Goldoni construye así una comedia de precisión casi moderna, donde el deseo se convierte en una lucha de clases, de género y de poder. Mirandolina no conquista a Ripafratta con belleza romántica, sino a través de la inteligencia social, la ironía y el control emocional. Es una figura que anticipa a muchas protagonistas modernas del cine y del teatro europeo: independiente, ambigua, brillante y peligrosamente consciente de su propia libertad.
La obra es a menudo considerada la obra maestra absoluta de Goldoni. El crítico Frederick Davies la definió como "el *Much Ado About Nothing* de Goldoni", mientras que Konstantín Stanislavski la consideraba una de las comedias más perfectas jamás escritas para el escenario. La célebre actriz Eleonora Duse convirtió a Mirandolina en uno de los papeles femeninos más icónicos del teatro italiano del siglo XIX, llegando incluso a interpretarlo ante la reina Victoria en 1894.
Su influencia atravesó siglos y lenguajes artísticos. La obra fue adaptada en melodramas por Antonio Salieri y Bohuslav Martinů, llegó al cine de la mano de Paolo Cavara y Tinto Brass, y continuó inspirando reinterpretaciones contemporáneas.

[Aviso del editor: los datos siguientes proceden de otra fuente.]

PR #17333, opened 2021-10-18
Reader Comment: Add feature flag for following via notifications

dvdchr:
Refs `pctCYC-9x-p2`

Included in this PR:
- Added the feature flag for Follow Conversation via Notifications.
- Implemented logic in FollowCommentService for toggling the post subscription's notification settings.
- Added the new "Follow" button on the navigation bar. The new button is not functional yet, but it should correctly represent the subscription state (i.e. "Follow" button title when the user hasn't subscribed, or the bell icon otherwise).

## To Test

- To cut your testing time, scout for two posts where you have one post subscribed and the other unsubscribed.
- (with the feature flag disabled,) verify that the current "Follow conversation by email" buttons work as expected.
- When you have the posts ready, enable the "Follow Conversation via Notifications" feature flag.

#### Verifying the subscribed state
- Go to the Reader section, and select one of the subscribed posts. 
- Verify that the "Followed conversation by email" button in the post header is no longer there.
- Verify that the navigation bar shows a button on the right with a bell icon.

#### Verifying the unsubscribed state
- Go to the Reader section, and select one of the unsubscribed posts.
- Verify that the "Follow conversation by email" button in the post header is no longer there.
- Verify that the navigation bar shows a button with the title "Follow".

## Regression Notes
While the feature is still hidden behind a flag, the conditional implementation may affect the current Follow Conversation buttons.

Manually tested the feature, ensured there are no side effects from the feature flag implementation.

Added tests for the FollowCommentService.

PR submission checklist:

### DIFF
--- a/WordPress/Classes/Services/FollowCommentsService.swift
+++ b/WordPress/Classes/Services/FollowCommentsService.swift
@@ -104,10 +104,15 @@ class FollowCommentsService: NSObject {
                                           success: @escaping () -> Void,
                                           failure: @escaping (Error?) -> Void) {
         remote.updateNotificationSettingsForPost(with: postID, siteID: siteID, receiveNotifications: isNotificationsEnabled) { [weak self] in
-            guard let self = self else { return }
+            guard let self = self else {
+                failure(nil)
+                return
+            }
+
             self.post.receivesCommentNotifications = isNotificationsEnabled
             ContextManager.sharedInstance().saveContextAndWait(self.context)
             success()
+
         } failure: { error in
             DDLogError("Error updating notification settings for followed conversation: \(String(describing: error))")
             failure(error)
--- a/WordPress/Classes/Services/FollowCommentsService.swift
+++ b/WordPress/Classes/Services/FollowCommentsService.swift
@@ -94,6 +94,26 @@ class FollowCommentsService: NSObject {
         }
     }
 
+    /// Toggles the notification setting for a specified post.
+    ///
+    /// - Parameters:
+    ///   - isNotificationsEnabled: Determines whether the user should receive notifications for new comments on the specified post.
+    ///   - success: Block called after the operation completes successfully.
+    ///   - failure: Block called when the operation fails.
+    @objc func toggleNotificationSettings(_ isNotificationsEnabled: Bool,
+                                          success: @escaping () -> Void,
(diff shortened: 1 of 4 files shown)


WordPress/Classes/Services/FollowCommentsService.swift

Todavía en el siglo XXI, los dramaturgos europeos siguen reescribiendo a Mirandolina como símbolo de la ambigüedad entre la emancipación y la manipulación.

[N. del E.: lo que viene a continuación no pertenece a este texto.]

PR #17336, opened 2021-10-19
Add domain suggestion product discounts.

diegoreymendez:
Shows product pricing and discount information for domains.

## Known limitations:

The currency formatting is inconsistent.  This will be addressed separately.

## Associated PRs:

WPKit: https://github.com/wordpress-mobile/WordPressKit-iOS/pull/455

### Claim your free domain:

Make sure that when you claim the free domain for a site, the price text still looks as it should.

### Add a domain:

Test adding a domain to a site that already spent it's domain credit.  If you search for a .blog domain you should see a discount:

## Regression Notes

None.

PR submission checklist:


WordPress/Classes/Services/DomainsService.swift
```diff
@@ -29,27 +49,61 @@ struct DomainsService {
...
+                                         domainSuggestionType: DomainsServiceRemote.DomainSuggestionType? = nil,
+                                         success: @escaping ([FullyQuotedDomainSuggestion]) -> Void,
+                                         failure: @escaping (Error) -> Void) {
+
+        productsRemote.getProducts { result in
+            switch result {
+            case .failure(let error):
+                failure(error)
+            case .success(let products):
+                getDomainSuggestions(query: query, segmentID: segmentID, quantity: quantity, domainSuggestionType: domainSuggestionType, success: { domainSuggestions in
```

Pero el verdadero motivo de la supervivencia de *La locandiera* es su mirada lucidísima sobre las relaciones humanas. Goldoni nunca juzga completamente a sus personajes: los observa. La nobleza decadente, la burguesía emergente, el orgullo masculino, el deseo de libertad femenina; todo se pone en escena con una ligereza aparente y una precisión cruel.
Una de las frases más célebres de Mirandolina resume perfectamente el juego psicológico de la obra:
“Los hombres están todos hechos a mi manera.”
— Mirandolina
Y sin embargo, tras el tono irónico, Goldoni deja entrever algo más inquietante: el poder seductor puede transformarse en una trampa incluso para quien lo ejerce. Cuando Ripafratta pierde el control y se vuelve realmente peligroso, Mirandolina comprende que ha ido demasiado lejos. La comedia deja entonces de ser solo un juego galante y se convierte en un sutil estudio sobre la fragilidad del dominio humano.